(Entries taken from a collection)
┌────────
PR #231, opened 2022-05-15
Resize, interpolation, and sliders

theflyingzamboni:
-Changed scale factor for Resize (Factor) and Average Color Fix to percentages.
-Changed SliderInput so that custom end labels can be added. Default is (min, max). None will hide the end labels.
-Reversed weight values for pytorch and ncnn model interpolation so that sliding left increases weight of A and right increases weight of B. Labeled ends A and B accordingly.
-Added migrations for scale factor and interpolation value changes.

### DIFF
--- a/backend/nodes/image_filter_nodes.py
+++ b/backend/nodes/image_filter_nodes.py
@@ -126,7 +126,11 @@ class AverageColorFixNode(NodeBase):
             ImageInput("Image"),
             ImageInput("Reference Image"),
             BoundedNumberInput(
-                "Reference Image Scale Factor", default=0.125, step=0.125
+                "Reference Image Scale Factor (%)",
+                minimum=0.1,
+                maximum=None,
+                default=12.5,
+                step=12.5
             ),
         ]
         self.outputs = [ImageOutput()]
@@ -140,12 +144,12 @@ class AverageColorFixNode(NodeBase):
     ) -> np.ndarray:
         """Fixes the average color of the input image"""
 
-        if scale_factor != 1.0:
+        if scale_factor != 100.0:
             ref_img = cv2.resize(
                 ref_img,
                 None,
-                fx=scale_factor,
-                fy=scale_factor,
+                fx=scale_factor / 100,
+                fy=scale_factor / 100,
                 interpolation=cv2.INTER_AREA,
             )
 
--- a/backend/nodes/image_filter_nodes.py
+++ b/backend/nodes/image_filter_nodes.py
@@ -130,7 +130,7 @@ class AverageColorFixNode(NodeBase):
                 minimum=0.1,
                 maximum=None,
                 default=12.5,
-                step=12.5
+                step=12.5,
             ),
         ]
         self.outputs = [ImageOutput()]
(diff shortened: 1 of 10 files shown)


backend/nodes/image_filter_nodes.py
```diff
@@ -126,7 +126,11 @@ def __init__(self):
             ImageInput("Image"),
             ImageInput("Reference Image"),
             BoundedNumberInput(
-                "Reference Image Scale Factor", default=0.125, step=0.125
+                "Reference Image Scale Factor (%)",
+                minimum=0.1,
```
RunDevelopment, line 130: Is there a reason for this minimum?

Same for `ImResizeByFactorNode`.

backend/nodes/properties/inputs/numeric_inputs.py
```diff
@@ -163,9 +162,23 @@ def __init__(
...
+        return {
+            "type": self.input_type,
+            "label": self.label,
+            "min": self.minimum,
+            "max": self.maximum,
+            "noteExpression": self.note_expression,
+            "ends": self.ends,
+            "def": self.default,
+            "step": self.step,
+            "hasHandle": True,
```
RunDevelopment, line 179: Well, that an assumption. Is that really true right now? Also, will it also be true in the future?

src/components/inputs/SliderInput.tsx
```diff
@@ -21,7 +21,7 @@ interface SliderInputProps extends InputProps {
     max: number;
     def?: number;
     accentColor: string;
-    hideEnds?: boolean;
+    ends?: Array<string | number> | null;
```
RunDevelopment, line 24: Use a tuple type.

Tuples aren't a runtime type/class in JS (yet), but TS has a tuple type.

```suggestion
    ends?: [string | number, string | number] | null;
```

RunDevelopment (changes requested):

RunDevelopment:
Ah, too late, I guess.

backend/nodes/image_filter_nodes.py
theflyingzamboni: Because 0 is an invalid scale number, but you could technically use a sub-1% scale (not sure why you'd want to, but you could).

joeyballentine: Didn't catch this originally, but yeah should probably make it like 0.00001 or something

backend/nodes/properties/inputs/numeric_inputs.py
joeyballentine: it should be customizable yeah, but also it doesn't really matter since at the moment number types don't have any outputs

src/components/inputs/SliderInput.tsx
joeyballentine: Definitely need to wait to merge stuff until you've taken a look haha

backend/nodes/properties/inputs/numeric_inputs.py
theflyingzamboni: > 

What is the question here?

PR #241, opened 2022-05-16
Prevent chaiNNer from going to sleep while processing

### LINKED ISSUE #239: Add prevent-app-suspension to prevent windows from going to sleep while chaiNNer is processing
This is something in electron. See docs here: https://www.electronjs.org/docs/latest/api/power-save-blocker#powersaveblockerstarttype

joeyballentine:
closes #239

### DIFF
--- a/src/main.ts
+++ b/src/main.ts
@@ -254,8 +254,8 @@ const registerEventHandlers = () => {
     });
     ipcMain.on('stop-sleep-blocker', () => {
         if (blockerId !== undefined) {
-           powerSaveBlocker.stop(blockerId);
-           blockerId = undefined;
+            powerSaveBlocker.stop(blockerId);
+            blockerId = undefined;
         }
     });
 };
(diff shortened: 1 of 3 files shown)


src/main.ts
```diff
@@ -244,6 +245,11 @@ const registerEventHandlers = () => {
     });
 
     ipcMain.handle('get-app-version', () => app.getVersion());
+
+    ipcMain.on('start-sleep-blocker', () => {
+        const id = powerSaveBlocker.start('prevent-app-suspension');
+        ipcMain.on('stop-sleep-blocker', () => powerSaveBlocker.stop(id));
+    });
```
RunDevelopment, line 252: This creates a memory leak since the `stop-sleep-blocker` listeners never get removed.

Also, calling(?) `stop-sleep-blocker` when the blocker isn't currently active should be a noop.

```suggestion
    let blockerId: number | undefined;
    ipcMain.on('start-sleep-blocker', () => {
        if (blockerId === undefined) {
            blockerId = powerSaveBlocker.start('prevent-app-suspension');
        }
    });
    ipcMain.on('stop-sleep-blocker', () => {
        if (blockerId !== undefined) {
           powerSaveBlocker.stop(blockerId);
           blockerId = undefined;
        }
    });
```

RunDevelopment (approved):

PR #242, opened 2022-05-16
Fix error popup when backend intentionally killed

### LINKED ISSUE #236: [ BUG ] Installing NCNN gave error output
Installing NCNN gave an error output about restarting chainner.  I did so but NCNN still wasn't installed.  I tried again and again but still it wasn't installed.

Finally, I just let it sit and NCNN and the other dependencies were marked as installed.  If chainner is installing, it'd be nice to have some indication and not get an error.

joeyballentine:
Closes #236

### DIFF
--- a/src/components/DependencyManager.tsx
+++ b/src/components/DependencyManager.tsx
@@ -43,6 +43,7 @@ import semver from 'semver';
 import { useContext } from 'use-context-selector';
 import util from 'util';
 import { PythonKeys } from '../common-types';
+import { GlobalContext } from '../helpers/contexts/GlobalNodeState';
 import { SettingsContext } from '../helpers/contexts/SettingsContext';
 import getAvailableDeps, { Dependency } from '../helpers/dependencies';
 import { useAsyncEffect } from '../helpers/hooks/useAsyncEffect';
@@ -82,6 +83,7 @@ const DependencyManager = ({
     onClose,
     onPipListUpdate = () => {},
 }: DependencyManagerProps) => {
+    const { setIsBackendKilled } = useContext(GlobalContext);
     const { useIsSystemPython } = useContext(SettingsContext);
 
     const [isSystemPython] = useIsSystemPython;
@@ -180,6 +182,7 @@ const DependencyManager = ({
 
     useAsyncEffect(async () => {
└────────
Return each line of the records above in which the word "shortened" occurs.

(diff shortened: 1 of 10 files shown)
(diff shortened: 1 of 3 files shown)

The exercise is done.